Letter From Shanghai No 811 – Digital RMB only
This week we feature another guest post from John Browning, founding partner of Hong Kong commodity and financial futures broker BANDS Financial. It’s the latest in his ongoing reporting on the development by the People’s Bank of China (PBOC) of e-CNY, its digital yuan*. We last wrote about it here.
On Sunday (01-09-2022), I read a long article published on Yahoo Finance discussing the outlook for the use of cash, which seemed not to mention China at all in its discussion of the emergence of central bank digital currencies. I don’t know what you use, but my sense is that outside of China most countries, prompted by a covid reluctance to handle physical cash, have moved to a combination of Touch-and-Go style swiping of credit or debit cards or using their phones into which the same card data has been shared.
In China, the dominant apps are WeChat and Alipay, which debit your bank either directly, or you can hold cash in your WeChat or Alipay wallet on your phone.
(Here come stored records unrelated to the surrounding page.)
PR #2219, opened 2020-10-30
Editorial: Simplify Promise.all and Promise.any

chicoxyzzy:
`[[AlreadyCalled]]` fields in `Promise.all` and `Promise.any` doesn't have to be a Record

Discussion https://github.com/tc39/ecma262/pull/2040#discussion_r454699178

### DIFF
--- a/spec.html
+++ b/spec.html
@@ -39947,7 +39947,7 @@ THH:mm:ss.sss
               1. Let _nextPromise_ be ? Call(_promiseResolve_, _constructor_, &laquo; _nextValue_ &raquo;).
               1. Let _steps_ be the algorithm steps defined in <emu-xref href="#sec-promise.all-resolve-element-functions" title></emu-xref>.
               1. Let _resolveElement_ be ! CreateBuiltinFunction(_steps_, &laquo; [[AlreadyCalled]], [[Index]], [[Values]], [[Capability]], [[RemainingElements]] &raquo;).
-              1. Set _resolveElement_.[[AlreadyCalled]] to the Record { [[Value]]: *false* }.
+              1. Set _resolveElement_.[[AlreadyCalled]] to *false*.
               1. Set _resolveElement_.[[Index]] to _index_.
               1. Set _resolveElement_.[[Values]] to _values_.
               1. Set _resolveElement_.[[Capability]] to _resultCapability_.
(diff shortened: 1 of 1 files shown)


Jack-Works:
It seems like Editorial not normative

mathiasbynens (approved):
LGTM but I don't think this is a normative/observable change, in which case the commit message needs changing

spec.html
```diff
@@ -39912,8 +39912,8 @@ <h1>`Promise.all` Resolve Element Functions</h1>
           <emu-alg>
             1. Let _F_ be the active function object.
             1. Let _alreadyCalled_ be _F_.[[AlreadyCalled]].
-            1. If _alreadyCalled_.[[Value]] is *true*, return *undefined*.
-            1. Set _alreadyCalled_.[[Value]] to *true*.
+            1. If _alreadyCalled_ is *true*, return *undefined*.
+            1. Set _alreadyCalled_ to *true*.
```
shvaikalesh, line 39916: Since `alreadyCalled` is now a primitive, setting it won't affect `F.[[AlreadyCalled]]`, right?
I believe `F.[[AlreadyCalled]]` should be assigned to directly.

spec.html
```diff
@@ -39911,9 +39911,8 @@ <h1>`Promise.all` Resolve Element Functions</h1>
           <p>When a `Promise.all` resolve element function is called with argument _x_, the following steps are taken:</p>
           <emu-alg>
             1. Let _F_ be the active function object.
-            1. Let _alreadyCalled_ be _F_.[[AlreadyCalled]].
-            1. If _alreadyCalled_.[[Value]] is *true*, return *undefined*.
-            1. Set _alreadyCalled_.[[Value]] to *true*.
+            1. If _F_.[[AlreadyCalled]]. is *true*, return *undefined*.
```
shvaikalesh, line 39914: nit:
```suggestion
            1. If _F_.[[AlreadyCalled]] is *true*, return *undefined*.
```

chicoxyzzy: thanks!

bakkot (approved):

ljharb (approved):

syg (approved):

michaelficarra (approved):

The apps have a quasi-banking feel into which WeChat and Alipay have offered services that compete with traditional banks. With over a billion domestic users, WeChat and Alipay dominate the market as transfer costs are zero/free within their respective ecosystems as opposed to the 2-4% imposed on merchants by traditional credit and debit cards systems.
The Beijing Daily stated last week that WeChat has upgraded its app to include “Digital RMB” in its WeChat Pay “Wallet” and that a “Payment with Digital RMB” option has been added to the WeChat “Receipt and Payment” page. I can confirm that my own WeChat does not have the upgrade, but I expect that it will do soon.
However, I can confirm the national E-CNY wallet is available for download on my iPhone App Store this morning. The developer is the People’s Bank of China Digital Money Research Institute. The transfer of RMB from phone-to-phone or person-to-person should work without the presence of an internet connection―or the intermediation of having a bank account or WeChat or Alipay or being present in China for that matter. This now marks the start of China’s effort to retire the holding of physical cash and use digital RMB only, the implications of which are unimaginably huge.
* It helps to understand the nuances of Chinese currency, which has three currency symbols. RMB stands for Renminbi, the official currency of China. CNY is Chinese Yuan Renminbi, the money used on the Chinese mainland. CNH denotes the Chinese Yuan Renminbi used for exchange outside of the mainland.